Insights from Re-evaluating NLP Systems

ISI Natural Language Seminar

Event Details

Although large pre trained models have achieved exceptional results on standard NLP benchmarks, it is clear that they are still far from actually understanding natural language. This gap highlights the need to develop and embrace more challenging settings for evaluation. In this talk, I will present work that re evaluates seemingly high performing NLP systems and derives insights on how these systems can be further improved. First, we will evaluate models under extreme label imbalance, a phenomenon that creates unavoidable train test mismatch. Here, collecting training data adaptively leads to dramatic improvements over static data collection.
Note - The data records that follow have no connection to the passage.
PR #27935, opened 2019-09-05
[HGCal] dEdx weights and plots

apsallid:
#### PR description:

In this PR we (@rovere, @felicepantaleo) work in the following two items: 
1. Extend the SimTracker/TrackerMaterialAnalysis package to provide support for HGCal apart from Tracker.
2. Every time a new HGCal geometry is produced, we calculate the dEdx weights (more info e.g [here](https://indico.cern.ch/event/810242/contributions/3377477/attachments/1823243/2982972/dEdxWeightsandHitCalib_03April2018.pdf) ). The basic script that performs the calculation needs an input txt file that is produced by the SimTracker/TrackerMaterialAnalysis package.

Until now, these items were on a personal branch, however the frequent procedure of the rechit calibration every time a new version of the HGCal geometry appears, dictates that we put all code accessible by everyone and write specific instructions (will be [hgcal website](http://hgcal.web.cern.ch/hgcal/HitCalibration/hitCalibration/)).

#### PR validation:

Both the above tasks are done with the goal not to mess with the Tracker workflow. That's why, apart from the HGCal workflow, the Tracker one was run. No conflicts were observed. 

This is not a backport.


civanch:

Second, we will grapple with adversarial perturbations label preserving transformations that can trigger surprising model errors. We will develop training methods to make models certifiably robust to combinatorially large families of perturbations. Finally, we will assess the utility of automatic evaluation metrics for comparing NLG systems. We will show that metrics can be surprisingly competitive with evaluation schemes that rely on human annotators, and highlight reduction of statistical bias against particular NLG systems as an important future direction.

TALK NOT RECORDED

Speaker Bio

Robin Jia will be an Assistant Professor in Computer Science at the University of Southern California starting in Fall 2021. Currently, he is a visiting researcher at Facebook AI Research, working with Luke Zettlemoyer and Douwe Kiela. He received his Ph.D. in Computer Science from Stanford University, where he was advised by Percy Liang. He is interested broadly in natural language processing and machine learning, with a particular focus on building NLP systems that are robust to distribution shift. Robins work has received an Outstanding Paper Award at EMNLP 2017 and a Best Short Paper award at ACL 2018.